How do we go about constructing such a safe haven inside us?   We can bring to mind a safe place, a particular one that is dear to us in real life or an abstract one, like a cozy home on a stormy night or the feeling of being wrapped in a warm blanket, or, to be more Noah-specific, we can imagine a wooden ark floating safely amidst raging rains; we can feel its sturdy walls and the sensation of being rocked gently in the water; we can hear the rain outside and sense the safety of being inside, protected.  

We can also come into contact with our experience of divine presence in this ark.  God’s instructions to Noah were not to “go” into the ark, but to “come,” bo, as if inviting Noah into a space where God already resided — come here inside with Me.   The tzohar which Noah was asked to include in the ark, also implies some divine light, as the word refers either to a window or to a precious stone that brought illumination.   The ark Noah built — and the ark we build — is suffused with divine presence and light.  

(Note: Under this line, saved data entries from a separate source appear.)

PR #296, opened 2021-04-13
Remove get  for getters & properties where applicable

fengalin:
## Note to application developers

Applications developers should use [`fix-getters-calls`](https://crates.io/crates/fix-getters-calls) to ease migration of their applications. If you also wish to change your get functions definition to comply with the standards implemented here, use [`fix-getters-def`](https://crates.io/crates/fix-getters-def).

## Object

This is the continuation of https://github.com/gtk-rs/gir/pull/1021 and https://github.com/gtk-rs/gtk-rs/pull/211 as an attempt to address https://github.com/gtk-rs/gir/issues/963.

This one uses the [`fix-getters` tools](https://github.com/fengalin/fix-getters), which should ease migration for applications developers. Note however, that some more `get` functions might be renamed due to the conservative approach of these tools.

I used the same conflict resolutions that I used for [`gtk-rs`](https://github.com/gtk-rs/gtk-rs/pull/211) where applicable. Please take a look at the first commit ("gir prerp. for regen..."). If we decide to change some of these conflict resolutions, I'll update `gtk-rs` too.

@bilelmoussaoui: with @sdroege, we planned to perform a second pass on `gtk-rs`, `gtk4-rs` and `gstreamer-rs` to address a couple of edge cases related to `enum` generation and subclassing (similar to the [discussion we had in your PR](https://github.com/gtk-rs/gtk4-rs/pull/285#pullrequestreview-633269711)). See https://gitlab.freedesktop.org/gstreamer/gstreamer-rs/-/issues/325. The idea is to get the big chunk in shortly and proceed with these details in the coming days.


book/listings/gobject_properties/4/custom_button/imp.rs
```diff
@@ -80,7 +80,7 @@ impl WidgetImpl for CustomButton {}
 // Trait shared by all buttons
 impl ButtonImpl for CustomButton {
     fn clicked(&self, button: &Self::Type) {
-        let incremented_number = self.number.borrow().clone() + 1;
+        let incremented_number = *self.number.borrow() + 1;
```
bilelmoussaoui, line 83: Interesting, we should run clippy for the book listings as well
cc @Hofer-Julian

gdk4/src/content_deserializer.rs
```diff
@@ -5,7 +5,7 @@ use glib::translate::*;
 
 impl ContentDeserializer {
     pub fn set_value(&self, value: glib::Value) {
-        assert!(value.type_() == self.gtype(), "Type mismatch");
+        assert!(value.type_() == self.typ_(), "Type mismatch");
```
bilelmoussaoui, line 8: Should probably be type_ instead

fengalin: Indeed :)

gtk4/Gir.toml
```diff
@@ -2138,10 +2150,24 @@ manual_traits = ["WidgetExtManual"]
...
     [[object.function]]
     name = "get_name"
-    rename = "get_widget_name"
+    rename = "widget_name"
     [[object.function]]
     name = "set_name"
     rename = "set_widget_name"
+    [[object.function]]
+    name = "get_sensitive"
+    # Avoid clash with existing `is_sensitive` with a different meaning.
```
bilelmoussaoui, line 2159: What's the difference meaning of is_sensitive/is_visible here?

fengalin: See https://developer.gnome.org/gtk3/stable/GtkWidget.html#gtk-widget-get-sensitive and `gtk_widget_is_sensitive` below. I'd be glade if someone could find names that make the difference obvious :)

gtk4/Gir.toml
```diff
@@ -2138,10 +2150,24 @@ manual_traits = ["WidgetExtManual"]
...
+    [[object.function]]
+    name = "get_visible"
+    # Avoid clash with existing `is_visible` with a different meaning.
+    bypass_auto_rename = true
+    [[object.function]]
+    name = "get_hexpand"
+    rename = "does_hexpand"
+    [[object.function]]
+    name = "get_vexpand"
+    rename = "does_vexpand"
```
fengalin, line 2170: These are getters return `bool` values, so I used a conjugated verb. It didn't seem correct to use the form `widget.is_vexpand()`, so I used `widget.does_vexpand()`, but we might use `widget.vexpands()`. More compact, but less obvious too read maybe.

What do you think?

gtk4/Gir.toml
bilelmoussaoui: I think we should rather rename is_sensitive to `is_effective_sensitive` (not great i know, but any suggestions are more than welcome) as per the getter rename rules it's get_sensitive that should become is_sensitive. The is_sensitive case is similar as well. As both those functions check whether the current widget is sensitive/visible along with it's parents as well.

gtk4/Gir.toml
bilelmoussaoui: I don't like the renamed variants, probably not renaming them is better than the `does_[h|v]expand` variants I find. 

Although the `vexpands`/`hexpands` looks much better to me to me.

gtk4/Gir.toml
fengalin: I didn't use this because it would change the behaviour of existing code. Maybe we should keep `is_sensitive` / `is_visible` as is, meaning that we test whether the widget is `sensitive` / `visible` in the resulting UI, and `is_widget_...` for the value of the widget itself... or we keep `get_...` :)

gtk4/Gir.toml
fengalin: > the vexpands/hexpands looks much better to me to me

Yes, I prefer this too.

gtk4/Gir.toml
fengalin: On a second thought, `is_widget_...` isn't helpful... I guess that's why I kept `get_...`. Finally `get_property_...` would be the most explicit I guess.

fengalin: So, I kept `get_{sensitive,visible}` and improved the comments in `Gir.toml`, so that we don't need to do all the thinking again :)

fengalin:
Will force push again shortly, just noticed that `gir` submodule was added in the wrong commit. Doesn't change the code though.

gtk4/Gir.toml
bilelmoussaoui: Thanks @fengalin

fengalin: Your're welcome!

book/listings/gobject_properties/4/custom_button/imp.rs
Hofer-Julian: Good idea!
Wann open a PR or issue for that?

PR #298, opened 2021-04-15
no more boxes

### LINKED ISSUE #294: Remove all the `Option<Box<dyn Fn()>>>` usages
There are a few callbacks that are still optional. We should investigate whether those makes sense to be optional or not, if it's the case split the function into a `set_callback_name` & `unset_callback_name`

bilelmoussaoui:
Fixes #294 

There's a very weird one, [`gtk::MapListModel::new`](https://docs.gtk.org/gtk4/ctor.MapListModel.new.html), I ended up adding a new method there named `MapListModel::without_map_func`. Better name suggestions are very much welcome!

### DIFF
--- a/gtk4/Gir.toml
+++ b/gtk4/Gir.toml
@@ -1039,6 +1039,12 @@ trust_return_value_nullability = false
 name = "Gtk.FontChooser"
 status = "generate"
 trust_return_value_nullability = false
+manual_traits = ["FontChooserExtManual"]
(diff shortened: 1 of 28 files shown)


sdroege (approved):
Looks good to me

bilelmoussaoui:
Thank you, I will go ahead and merge it then. We can improve things in the future if someone complains :)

The Hebrew word for ark, teva, also means “word” and there is a Hasidic tradition connecting Noah’s tevah to the words of prayer.   Sacred words and letters can also provide refuge; we can take a specific prayer word and use it as an anchor for connecting to the divine, or we can even take the image of a particular letter enlarged, like the ב or the ת of teva, and imagine our whole selves entering into the letter and being enclosed inside it, sheltered by its sacred otherworldly eternal walls.  

How does all this ark-building activity help us in a time of emotional flooding?  We have a place to go where we can safely ride out the storm.  Often, when we are flooded in this way, we don’t have the option of approaching and facing this intense emotion inside us; at that moment, we have no inner resources, not enough distance to be present and hold the suffering as it needs to be held.  Before we can do any of that work, we need a place of shelter, a place to retreat and recenter and know that we are safe despite every single nerve inside telling us otherwise.  

Noah’s name means “rest,” a root that appears multiple times in the parsha, including, concerning the dove, in the form manoah, a resting place.   When we are in the midst of a raging storm of emotions, when we are in total overwhelm, what we need is primarily rest, even a moment of calm where we can pause and remember that we are held, where we can breathe deeply, release the tension of our constant alertness to danger, and hear God calling:  “Come in here and rest with me until the waters subside.  It is safe here.”  When we do that, when we take the time to construct such an ark and to join God in that place inside us, we emerge bigger, stronger, more able, at some later point, to get out and face the waters without drowning in them.   

And don’t think this is an optional activity.  The Torah says that Noah fulfilled everything that God “commanded” him.  The word is tzivah, a mitzvah, a commandment.   We normally think of self care as a nice thing, maybe sometimes even as a self-engrossed immoral thing, but it is here described as a commandment.   You are commanded to take care of yourself in this way — yes, primarily yourself (aseh likha, “make for yourself”), not others, though you can certainly invite them in, too, once it’s complete  — you are commanded to construct for yourself a safe place to weather the flood, to help yourself feel held and protected in the moments you most need it.